Data records:
=-=-=
PR #6, opened 2017-02-22
Libapp 50

jeremythuff:
The ability to add and remove permissions from users. Additionally work has been done to filter permissions using a search input contained within the permissions dropdown. This is all done client-side and will be replaced with cql


MikeTaylor:
Thanks for this, Jeremy. It's past 6pm here now, so I won't review this tonight; then Jason and I are out at Rangle all day tomorrow, then I am flying home and won't arrive till well into Friday at which point I will collapse and sleep. The upshot is, I won't be able to review this pull-request before Monday.

So your call: if you like, I can just go ahead and merge the pull-request; or if you prefer, we can leave it till Monday and I can review it properly. Let me know how to proceed.

jeremythuff:
That may break down to exigency, but from my perspective, with it being my first feature to be merged, I suppose I would like the comfort of knowing it received a good looking over.

MikeTaylor:
OK. Niels-Erik is welcome to review it if he has time; if he doesn't I'll try to look at it on Monday. Sorry for the delay.

MikeTaylor:
I notice you use:
```
  addPermission(perm) {
    this.props.viewUserProps.mutator.usersPermissions.POST(perm, this.props.viewUserProps).then(() => {
      this.onToggleAddPermDD();
    });
  }
```
Does this actually work?

MikeTaylor:
I also notice this:
```
  removePermission(perm) {
    this.props.viewUserProps.mutator.usersPermissions.DELETE(perm, this.props.viewUserProps, perm.permissionName);
  }
```
What are you expecting to happen with the three arguments passed to the DELETE mutator? As as far as I can see in the Stripes Connect code, it only accepts one argument.

PR #10, opened 2017-04-06
Libapp 83

jeremythuff:
This is a feature complete PR for [LIBAPP-83](https://issues.folio.org/browse/LIBAPP-83).

The DELETE of permissions was implemented as a button on the permission details pane. This is not consistent with the prototype, but the drop down which housed the delete button in the prototype is not yet implemented in stripes.

[STRIPES-301](https://issues.folio.org/browse/STRIPES-301) is a bug that remains and is related to the RenderPermssions component not showing up in the permission set pane if the user does not have perms.user based permissions. This should be addressed, as it is not desired behavior.

### DIFF
--- a/UserPermissions.js
+++ b/UserPermissions.js
@@ -13,13 +13,14 @@ import css from './UserPermissions.css';
 
 const propTypes = {
   stripes: PropTypes.shape({
-    hasPerm: PropTypes.func.isRequired,
-  }).isRequired,
+      hasPerm: PropTypes.func.isRequired,
+    }).isRequired,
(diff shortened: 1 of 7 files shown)


MikeTaylor:
Folks, I have discussed this PR with Jeremy. Please no-one merge it: he's going to do some more work, then come back to me.

jeremythuff:
I have resolved the concerns related to [STRIPES-301](https://issues.folio.org/browse/STRIPES-301) and used eslint on my new code as far as I was able to make sense of/resolve the issues it brought to my attention.

PR #12, opened 2017-05-09
UIU-4 https for placehold.it

julianladisch:


julianladisch:
replace placehold.it link by local image: https://issues.folio.org/browse/UIU-35

PR #15, opened 2017-05-31
Uiu 1

jeremythuff:
This is a PR for issue [UIU-1](https://issues.folio.org/browse/UIU-1).

It is not an ideal solution, as it employs some work arounds which might be mitigated after [STRIPES-211](https://issues.folio.org/browse/STRIPES-211) is complete. It utilizes the componentDidMount lifecycle method to do a comparison of the list of permission sets to determine if a new one has been added. If there is a new member of that list, then it sets that new resource to the selected permissionSet.


MikeTaylor:
I think this is a really neat approach, actually. I don't know if I would have come up with it, but I am glad that you did!

PR #26, opened 2017-06-29
Uiu 109

jeremythuff:
For [UIU-109](https://issues.folio.org/browse/UIU-109)

This addresses code cleanliness concerns in the following ways:

Removed homogenized references to both state.selectedSet and props.SelectedSet in favor of state.selectedSet.

state.selectedSet is now instantiated explicitly in the constructor instead of implicitly in the validation method.

PermissionSet was refactored to ContainedPermissions which is less ambiguous and semantically more accurate.

Permissions code is ESLint compliant.


MikeTaylor:
So sorry that this slipped through my net, now nearly a month ago! I should have accepted it almost immediately. If this happens again, please ping me! Anyway, these changes are obviously good, so I will go ahead and merge now.

PR #58, opened 2017-08-22
Stripes 464

jeremythuff:
This is a top level module implementation of runModule from[ STRIPES-464](https://issues.folio.org/browse/STRIPES-464) by way of example.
=-=-=
Your reply must reproduce all records above exactly.

EXERCISE SOLUTION =>
PR #6, opened 2017-02-22
Libapp 50

jeremythuff:
The ability to add and remove permissions from users. Additionally work has been done to filter permissions using a search input contained within the permissions dropdown. This is all done client-side and will be replaced with cql


MikeTaylor:
Thanks for this, Jeremy. It's past 6pm here now, so I won't review this tonight; then Jason and I are out at Rangle all day tomorrow, then I am flying home and won't arrive till well into Friday at which point I will collapse and sleep. The upshot is, I won't be able to review this pull-request before Monday.

So your call: if you like, I can just go ahead and merge the pull-request; or if you prefer, we can leave it till Monday and I can review it properly. Let me know how to proceed.

jeremythuff:
That may break down to exigency, but from my perspective, with it being my first feature to be merged, I suppose I would like the comfort of knowing it received a good looking over.

MikeTaylor:
OK. Niels-Erik is welcome to review it if he has time; if he doesn't I'll try to look at it on Monday. Sorry for the delay.

MikeTaylor:
I notice you use:
```
  addPermission(perm) {
    this.props.viewUserProps.mutator.usersPermissions.POST(perm, this.props.viewUserProps).then(() => {
      this.onToggleAddPermDD();
    });
  }
```
Does this actually work?

MikeTaylor:
I also notice this:
```
  removePermission(perm) {
    this.props.viewUserProps.mutator.usersPermissions.DELETE(perm, this.props.viewUserProps, perm.permissionName);
  }
```
What are you expecting to happen with the three arguments passed to the DELETE mutator? As as far as I can see in the Stripes Connect code, it only accepts one argument.

PR #10, opened 2017-04-06
Libapp 83

jeremythuff:
This is a feature complete PR for [LIBAPP-83](https://issues.folio.org/browse/LIBAPP-83).

The DELETE of permissions was implemented as a button on the permission details pane. This is not consistent with the prototype, but the drop down which housed the delete button in the prototype is not yet implemented in stripes.

[STRIPES-301](https://issues.folio.org/browse/STRIPES-301) is a bug that remains and is related to the RenderPermssions component not showing up in the permission set pane if the user does not have perms.user based permissions. This should be addressed, as it is not desired behavior.

### DIFF
--- a/UserPermissions.js
+++ b/UserPermissions.js
@@ -13,13 +13,14 @@ import css from './UserPermissions.css';
 
 const propTypes = {
   stripes: PropTypes.shape({
-    hasPerm: PropTypes.func.isRequired,
-  }).isRequired,
+      hasPerm: PropTypes.func.isRequired,
+    }).isRequired,
(diff shortened: 1 of 7 files shown)


MikeTaylor:
Folks, I have discussed this PR with Jeremy. Please no-one merge it: he's going to do some more work, then come back to me.

jeremythuff:
I have resolved the concerns related to [STRIPES-301](https://issues.folio.org/browse/STRIPES-301) and used eslint on my new code as far as I was able to make sense of/resolve the issues it brought to my attention.

PR #12, opened 2017-05-09
UIU-4 https for placehold.it

julianladisch:


julianladisch:
replace placehold.it link by local image: https://issues.folio.org/browse/UIU-35

PR #15, opened 2017-05-31
Uiu 1

jeremythuff:
This is a PR for issue [UIU-1](https://issues.folio.org/browse/UIU-1).

It is not an ideal solution, as it employs some work arounds which might be mitigated after [STRIPES-211](https://issues.folio.org/browse/STRIPES-211) is complete. It utilizes the componentDidMount lifecycle method to do a comparison of the list of permission sets to determine if a new one has been added. If there is a new member of that list, then it sets that new resource to the selected permissionSet.


MikeTaylor:
I think this is a really neat approach, actually. I don't know if I would have come up with it, but I am glad that you did!

PR #26, opened 2017-06-29
Uiu 109

jeremythuff:
For [UIU-109](https://issues.folio.org/browse/UIU-109)

This addresses code cleanliness concerns in the following ways:

Removed homogenized references to both state.selectedSet and props.SelectedSet in favor of state.selectedSet.

state.selectedSet is now instantiated explicitly in the constructor instead of implicitly in the validation method.

PermissionSet was refactored to ContainedPermissions which is less ambiguous and semantically more accurate.

Permissions code is ESLint compliant.


MikeTaylor:
So sorry that this slipped through my net, now nearly a month ago! I should have accepted it almost immediately. If this happens again, please ping me! Anyway, these changes are obviously good, so I will go ahead and merge now.

PR #58, opened 2017-08-22
Stripes 464

jeremythuff:
This is a top level module implementation of runModule from[ STRIPES-464](https://issues.folio.org/browse/STRIPES-464) by way of example.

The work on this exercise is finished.